*YOUR OBJECTIVE*. Everything from the first line of the records to the line containing "### For conditional rendering", inclusive, is to be extracted exactly, and nothing more.

*SOURCE MATERIAL*.
PR #434, opened 2019-05-04
New SCSS architecture

SebastienGllmt:
# CSS architecture before this PR

We currently support two themes, each with different CSS.
We pass a boolean flag across the codebase to distinguish the two themes.
The CSS for each theme is entirely copy pasted (no code-reuse) with relevant portions modified.

# Problem

The above architecture means
1) Our code only supports 2 themes. Adding a third theme would require modifying the whole frontend code.
2) The code is really fragile and hard to read. If you need to make a change, you need to remember to change it in both places or things will go wrong.
3) We can't test the new theme because all the CSS selectors are now different.

# Proposed fix

### For conditional rendering
We need to know which theme is active to decide whether or not to render a specific component at all (ex: the modern theme has additional pictures that aren't rendered on the classic theme). However, instead of passing around a boolean, we should instead pass around the whole theme name 

### For conditional styling
Instead of passing around a boolean flag to decide how to render the css, we instead define the theme on the top-level div of our `App`. In individual `scss` files, we check the global parent div to detect which style to use and apply it on-top of a common style.

Now
1) CSS common between themes isn't duplicated.
2) Adding a new custom theme is easier because you will start off with the common settings and can expand from that
3) Tests can use CSS selectors from the base theme so the tests can run on any theme with little or no modification

# How to avoid large PRs

We can't implement the above fix in a single PR because it would be too big for anybody to reasonably review. Instead, this PR sets up the architecture so we can split this improvement into many small PRs.

Here is how I did this:
1) `containers` now all receive the theme name from the `ProfileStore` instead of a boolean
1) `containers` convert this into a `boolean` and passes it down to components

This mean whenever you want to implement the new improved architecture on a component, you can change the `boolean` to a string on the specific component (or delete if no longer needed) and make a PR just for that component. 

# Proof of concept of for conditional styling

I implemented the architecture on `SupportSettings.js` to show how it works. Here are the relevant parts:

1) We apply the theme to the top-level div in `App.js`
```
<div className={currentTheme} style={{ height: '100%' }}>
  // yoroi app here
</div>
```

2) We modify the common functionality in the CSS
```
.component {
  // common to all themes
}

:global(.YoroiClassic) .component {
  // only for classic theme
}
:global(.YoroiModern) .component {
  // only for modern theme
}
```


app/containers/wallet/WalletReceivePage.js
```diff
@@ -127,7 +128,7 @@ export default class WalletReceivePage extends Component<Props, State> {
             isHardware={wallet.isHardwareWallet}
             verify={() => actions.ada.hwVerifyAddress.verifyAddress.trigger({ wallet })}
             cancel={() => actions.ada.hwVerifyAddress.closeAddressDetailDialog.trigger()}
-            classicTheme={theme.classic}
+            classicTheme={profile.currentTheme === THEMES.YOROI_CLASSIC}
```
nicarq: What do you think of adding a method isClassic or isModern inside profile? it works fine, but it seems to verbose

app/stores/toplevel/ProfileStore.js
```diff
@@ -125,7 +126,7 @@ export default class ProfileStore extends Store {
 
   // ========== Current/Custom Theme ========== //
 
-  @computed get currentTheme(): string {
+  @computed get currentTheme(): Themes {
```
nicarq: Maybe this one should be Theme in singular

app/containers/wallet/WalletReceivePage.js
SebastienGllmt: sure why not

app/stores/toplevel/ProfileStore.js
SebastienGllmt: sure why not

nicarq:
cc @YankoFelipe @sarveshwar-singh @vantuz-subhuman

*OUTPUT OF THE EXERCISE*.
PR #434, opened 2019-05-04
New SCSS architecture

SebastienGllmt:
# CSS architecture before this PR

We currently support two themes, each with different CSS.
We pass a boolean flag across the codebase to distinguish the two themes.
The CSS for each theme is entirely copy pasted (no code-reuse) with relevant portions modified.

# Problem

The above architecture means
1) Our code only supports 2 themes. Adding a third theme would require modifying the whole frontend code.
2) The code is really fragile and hard to read. If you need to make a change, you need to remember to change it in both places or things will go wrong.
3) We can't test the new theme because all the CSS selectors are now different.

# Proposed fix

### For conditional rendering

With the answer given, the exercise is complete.